Exercise brief
Whenever the word "versioned" turns up in a line below, that line should be copied.

--- START ---

PR #789, opened 2024-05-29
fixes MissingDelegableApprovalError logging bug

2byrds:
Adds a message to the MissingDelegableApprovalError so the logging doesn't fail.
Updated test to exercise the exception and logging.

### DIFF
--- a/src/keri/core/eventing.py
+++ b/src/keri/core/eventing.py
@@ -5806,7 +5806,7 @@ class Kevery:
                     self.processEvent(serder=eserder, sigers=sigers, wigers=wigers, delseqner=seqner,
                                       delsaider=saider, local=esr.local)
                 else:
-                    raise MissingDelegableApprovalError()
+                    raise MissingDelegableApprovalError("No delegation seal found for event.")
 
             except MissingDelegableApprovalError as ex:
                 # still waiting on missing delegation approval
--- a/tests/core/test_delegating.py
+++ b/tests/core/test_delegating.py
@@ -739,6 +739,8 @@ def test_delegables_escrow():
         parsing.Parser().parse(ims=bytearray(gateIcp), kvy=torKvy, local=True)
         assert gateHab.pre not in torKvy.kevers
         assert len(torHab.db.delegables.get(keys=snKey(gateHab.kever.serder.preb, gateHab.kever.serder.sn))) == 1
+        # Exercise the MissingDelegableApprovalError case
+        torKvy.processEscrowDelegables()
 
         # Now create delegating interaction event
         seal = eventing.SealEvent(i=gateHab.pre,


tests/core/test_delegating.py
```diff
@@ -739,6 +739,8 @@ def test_delegables_escrow():
         parsing.Parser().parse(ims=bytearray(gateIcp), kvy=torKvy, local=True)
         assert gateHab.pre not in torKvy.kevers
         assert len(torHab.db.delegables.get(keys=snKey(gateHab.kever.serder.preb, gateHab.kever.serder.sn))) == 1
+        # Exercise the MissingDelegableApprovalError case
+        torKvy.processEscrowDelegables()
```
m00sey, line 743: Is there expected to be additional assertions here to catch `MissingDelegableApprovalError`?

m00sey: or should there be additional assertions to verify there _wasn't_ a missing delegable approval error?

m00sey: seems odd to add the processing line but no assertions in the test

src/keri/core/eventing.py
```diff
@@ -5806,7 +5806,7 @@ def processEscrowDelegables(self):
                     self.processEvent(serder=eserder, sigers=sigers, wigers=wigers, delseqner=seqner,
                                       delsaider=saider, local=esr.local)
                 else:
-                    raise MissingDelegableApprovalError()
+                    raise MissingDelegableApprovalError("No delegation seal found for event.")
```
m00sey, line 5809: might be good to include the event digest?



```MissingDelegableApprovalError("Missing Delegable Approval for evt at dig = {}.""".format(bytes(edig)))```

tests/core/test_delegating.py
2byrds: > Is there expected to be additional assertions here to catch `MissingDelegableApprovalError`?

No, the error is part of the escrow processing (the exception doesn't make it out of the processing).

2byrds: > or should there be additional assertions to verify there _wasn't_ a missing delegable approval error?

The test was valid originally, but it never exercised the MissingDelegableApprovalError so it did discover the logging error. This small addition does a better job of simulating that processEscrowDelegables is being called multiple times during the flow (becuase it is part of asynchronous escrow processing)

2byrds: > seems odd to add the processing line but no assertions in the test

The constantly running escrow processors are difficult to capture in a small test. this is the shortest path to exercising the case when the processor runs before the user managed flow is complete.

src/keri/core/eventing.py
2byrds: Yes, that would be better

PR #793, opened 2024-06-02
adds reconfigured documentation, make file additions - needs to be in…

m00sey:
…coperated into future builds


m00sey:
I'll demo this on Tuesdays dev call.

PR #797, opened 2024-06-05
fix: re-cue unmatched cues in Respondant

iFergal:
Should resolve https://github.com/WebOfTrust/keria/issues/184.

In KERIA, the Respondant processes certain cues for a kevery, but it drops other cues like `keyStateSaved` and Phil has suggested this to be the safest change to make to resolve the issue.

Since we are pushing the cue back onto the Deck, I needed to process one item per tock instead of looping the entire Deck and then yielding. An alternative is to keep another list of items and re-add them all after `while self.cues` is finished but I find this risky in case there are a lot of items and the process dies half way through.

### DIFF
--- a/src/keri/app/storing.py
+++ b/src/keri/app/storing.py
@@ -219,65 +219,70 @@ class Respondant(doing.DoDoer):
         _ = (yield self.tock)
 
         while True:
-            while self.cues:  # iteratively process each cue in cues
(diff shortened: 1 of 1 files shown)


pfeairheller (approved):
Looks good to me, exactly what we discussed in Discord.

PR #798, opened 2024-06-07
fix alias renaming

SabbirIrfan:
when i was trying to rename with the command `kli rename --name test --base "${KERI_TEMP_DIR}"  --alias <old-alias> <new-alias>` i didn't get the expected result. I think this PR can fix this issue.


m00sey:
Would be great to see a test added for this.

pfeairheller (changes requested):
Please add a script to the scripts/demo/basic directory that tests this and add that test to test_scripts.sh so it runs as part of our CI.

SabbirIrfan:
sorry! there was a unnecessary echo.

pfeairheller:
Can you please add execute permission to the new script.

Issue #799, opened 2024-06-12
Credential received are not validated if the registry is local


rodolfomiranda:
### Version

All

### Expected behavior

Use case: the QARs of a multisig QVI issuing a LE credential to a legal entity multisig conformed by 4 LARs, where  two of the LARs  are also QARs. We expect that all LARs receive and store the credential in their wallet. 

### Actual behavior

The credential is received by the LAR that is also a QAR but is rejected by this part of the code:
```
if self.local:
   if regk not in self.registries:  # nonlocal event when in local mode
      raise ValueError("Nonlocal event regk={} when local mode for registries={}."
         "".format(regk, self.registries))
```
Quote from Phil as a clue: "we should probably figure out how to reconcile a credential registry that is being used to issue to an AID in its own agent/wallet"
The workaround it to create separate wallets for QARs and LARs

### Steps to reproduce

I'll add a script.

rodolfomiranda:
PR submitted: #806

PR #806, opened 2024-06-23
Allow local tever events when not in local mode

rodolfomiranda:
This PR solves issue https://github.com/WebOfTrust/keripy/issues/799
In KERIA, when a credential is issued to someone that is also part of the issuer, the credential is rejected by the issuee with `Local event regk={} when nonlocal mode`. 
I understand that this should be a valid case when the event is received as non local, so I'm proposing to remove the check that prevents to continue with the event processing.

### DIFF
--- a/src/keri/vdr/eventing.py
+++ b/src/keri/vdr/eventing.py
@@ -1559,8 +1559,7 @@ class Tevery:
                                      "".format(regk, self.registries))
             else:
                 if regk in self.registries:  # local event when not in local mode
-                    raise ValueError("Local event regk={} when nonlocal mode."
-                                     "".format(regk))
+                    pass
 
         if regk not in self.tevers:  # first seen for this registry
             if ilk in [Ilks.vcp]:


src/keri/vdr/eventing.py
```diff
@@ -1559,8 +1559,7 @@ def processEvent(self, serder, seqner=None, saider=None, wigers=None):
                                      "".format(regk, self.registries))
             else:
                 if regk in self.registries:  # local event when not in local mode
-                    raise ValueError("Local event regk={} when nonlocal mode."
-                                     "".format(regk))
+                    pass
```
pfeairheller, line 1562: This is not the proper fix for this as it disables the features provided by both the `lax` and the `local` properties of the Tevery.  Please use those flags when launching the Tevery to accomplish this

pfeairheller (changes requested):
This should not be a KERIpy PR but changes to the use of Tevery in other repos, most likely KERIA

src/keri/vdr/eventing.py
rodolfomiranda: Ok, the problem is that in KERIA we have one global `Tevery` process that is shared and used in the escrows. It's instantiated as non local. Do we need to check if the event is local or non local before launching a Tevery? I'll take a look on how that can be implemented in KERIA  if that's the way to go.

pfeairheller: Yes, you can create 2 Tevery objects.  One to use for local events that you create and one for remote messages that is used to process incoming messages.

rodolfomiranda: Ok. I'll look into that direction. The main problem to solve is that the incoming message received is the one that has the local event. We need to detect that before deciding which Tevery object should be called.

pfeairheller:
Can this PR be closed?

PR #810, opened 2024-06-28
Externalize the size limit for LMDB map size for Baser to an environment variable.

pfeairheller:
This PR exposes the KERI_BASER_MAP_SIZE environment variable to allow setting the maximum file size for the main KERIpy LMDB database.  By default it is set to 100MB, but LMDB documentation suggests on 64-bit systems it is safe to set it as high as a terabyte or more as long as you have the disk space to handle.

You can also change this value and relaunch any process using KERIpy and it will take effect.


m00sey (approved):
🥔

PR #812, opened 2024-06-29
Fixed KERI_BASER_MAP_SIZE not integer bug.

### LINKED ISSUE #811: KERI_BASER_MAP_SIZE isn't an integer tests fail
### Version

-e git+https://github.com/WebOfTrust/keripy.git@eb43ff833ce940a94615e325da8932a842c10c86#egg=keri

### Environment

Ubuntu, python 3.12.2, local

### Expected behavior

KERI_BASER_MAP_SIZE passed a bad value keripy shouldn't fall over.  A log message should be displayed and a fallback value should be chosen (or alternatively program shutdown should occur).

### Actual behavior

when say KERI_BASER_MAP_SIZE="foo" or KERI_BASER_MAP_SIZE="1.0" tests fail to pass and program functionality impacted because of exception raised.

### Steps to reproduce

```
kli init --name baz --nopass
kli incept --name foo --alias foo_alias --icount 1 --isith 1 --ncount 0 --nsith 0 --toad 0
```

daidoji:
Added log message and exception check for when KERI_BASER_MAP_SIZE not an integer.

Fixes #811

### DIFF
--- a/src/keri/db/basing.py
+++ b/src/keri/db/basing.py
@@ -942,7 +942,8 @@ class Baser(dbing.LMDBer):
             try:
                 self.MapSize = int(mapSize)
             except ValueError:
-                logger.exception("KERI_BASER_MAP_SIZE must be an integer value!  Will continue to use default keripy value of 104857600!")
+                logger.error("KERI_BASER_MAP_SIZE must be an integer value >1!")
+                raise
 
         super(Baser, self).__init__(headDirPath=headDirPath, reopen=reopen, **kwa)
 
--- a/src/keri/db/basing.py
+++ b/src/keri/db/basing.py
@@ -939,7 +939,10 @@ class Baser(dbing.LMDBer):
         self._kevers.db = self  # assign db for read through cache of kevers
 
         if (mapSize := os.getenv(KERIBaserMapSizeKey)) is not None:
-            self.MapSize = int(mapSize)
+            try:
+                self.MapSize = int(mapSize)
+            except ValueError:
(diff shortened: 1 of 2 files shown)


src/keri/db/basing.py
```diff
@@ -939,7 +939,10 @@ def __init__(self, headDirPath=None, reopen=False, **kwa):
         self._kevers.db = self  # assign db for read through cache of kevers
 
         if (mapSize := os.getenv(KERIBaserMapSizeKey)) is not None:
-            self.MapSize = int(mapSize)
+            try:
+                self.MapSize = int(mapSize)
+            except ValueError:
+                logger.exception("KERI_BASER_MAP_SIZE must be an integer value!  Will continue to use default keripy value of 104857600!")
```
pfeairheller, line 945: I do not believe this is an appropriate change.  It is not a bug to fail fast when an illegal value is entered for MapSize.  It prevents an application from running with a different value and failing some time later (perhaps much later) when a database map file blows up.  Trying to track that down would be very difficult.

If you want a better error message you can rethrow a new exception with a clearer message or just leave the code as is.

pfeairheller (changes requested):

src/keri/db/basing.py
daidoji: Sure.  I'll rethrow with a clearer message.

daidoji: @pfeairheller fixed

pfeairheller (approved):

PR #816, opened 2024-07-10
Add filters and reverse ordering in Noter and Notifier

rodolfomiranda:
This PR address a feature requested in KERIA (https://github.com/WebOfTrust/keria/issues/266) to allow notifications to be ordered in reverse, and be filtered by the `read` status and the `route` parameter in the `attrs` (`note.a.r`) if exists.

To get the notes in reversed order I added a new function in `LMDBer` called `getAllItemRvsdIter` that returns the reversed iterator.

### DIFF
--- a/src/keri/app/notifying.py
+++ b/src/keri/app/notifying.py
@@ -188,6 +188,20 @@ class DicterSuber(subing.Suber):
         for key, val in self.db.getAllItemIter(db=self.sdb, key=self._tokey(keys), split=False):
             yield self._tokeys(key), self.klas(raw=bytes(val))
 
+    def getItemRvsdIter(self, keys: Union[str, Iterable] = b""):
+        """ Return reversed iterator over the all the items in subdb
+
+        Parameters:
+            keys (tuple): of key strs to be combined in order to form key
+
+        Returns:
+            iterator: of tuples of keys tuple and val serdering.SerderKERI for
+            each entry in db
+
+        """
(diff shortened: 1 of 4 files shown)


src/keri/db/dbing.py
```diff
@@ -581,6 +581,37 @@ def getAllItemIter(self, db, key=b'', split=True, sep=b'.'):
                     splits = (bytes(key), val)
                 yield tuple(splits)
 
+    def getAllItemRvsdIter(self, db, key=b'', split=True, sep=b'.'):
```
pfeairheller, line 584: We already have a method that implements something similar to this and is called getIoValsAllPreBackIter.  This name should match.

src/keri/app/notifying.py
```diff
@@ -353,7 +367,49 @@ def getNotes(self, start=0, end=25):
                 break
 
         return notes
+    
+    def getFltNotes(self, start=0, end=25, rvsd=False, read=None, route=None):
```
pfeairheller, line 371: I don't think this is an appropriate approach for filtering messages in LMDB.  It requires deserializing the data and analyzing it and it hard codes the fields you can search for.  

If you look at the Seeker class in KERIA you'll see an approach to creating LMDB indexes that are more flexible and more performant than this approach.

pfeairheller (changes requested):

pfeairheller:
Can this PR be closed?

PR #817, opened 2024-07-15
New kli command for introductions and a few fixes

pfeairheller:
This PR includes:

- A new kli command to send an `/introduce` message with an AID and OOBI.
- Bug fix to watching to check against the correct key state.
- Logging additions, fixes and typo fixes.

### DIFF
--- a/src/keri/app/cli/commands/introduce.py
+++ b/src/keri/app/cli/commands/introduce.py
@@ -1,0 +1,137 @@
+# -*- encoding: utf-8 -*-
+"""
+keri.kli.commands module
+
+"""
+import argparse
+
+from hio.base import doing
+
+from keri.core import serdering
+from ..common import existing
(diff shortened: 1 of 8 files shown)


src/keri/app/cli/commands/introduce.py
```diff
@@ -0,0 +1,137 @@
...
+            raise ValueError(f"Unable to find OOBI with role {self.role} for {introducee}")
+
+        msg = hab.reply(route="/introduce", data=dict(
+            cid=hab.pre,
+            oobi=oobi
+        ))
+
+        serder = serdering.SerderKERI(raw=msg)
+        atc = msg[serder.size:]
+        self.postman.send(src=hab.pre, dest=recp, topic="credential", serder=serder,
```
kentbull, line 126: why would the topic be "credential" here?

PR #826, opened 2024-07-26
Now uses versioned Counter class in core.counting everywhere. Old unversioned coring.Counter has been removed.

SmithSamuelM:
This is the first major step in supporting verisoned CESR with versioned count codes.  
Next steps,

- Change parser and other places that parse count codes to dynamically determine version of incoming message stream and apply the correct version of Counter with count codes.
- Make default generation of count codes in output streams use the version 2 codes which requires that generation logic convert to always counting quadlets not groups of primitives.


SmithSamuelM:
@pfeairheller I didn't merge this yet because wanted you to be appriased of it.  I checked and it does not break anything in Keria, because Keria does not directly reference Counter or CtrDex.  I didn't know if something else might break.

SmithSamuelM:
The last commit breaks Keria so I fixed Keria as well

PR #434, opened 2019-06-05
Minor TS3 issues fixed

Zorrototo:
Two minor issues fixed for TS3 in OGP:
- the 'map image' used in game monitor was the TS2 one
- the icon used in the transition page when starting a TS3 server was not the TS3 server icon as it was failing to find it


Zorrototo:
If people can test and verify this PR, that would be great. My OGP installation is kinda modified and I would like someone else to check I didn't break their OGP :+1:

rocco27:
I tested and both works. 👍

--- END ---

Task output
Now uses versioned Counter class in core.counting everywhere. Old unversioned coring.Counter has been removed.
This is the first major step in supporting verisoned CESR with versioned count codes.  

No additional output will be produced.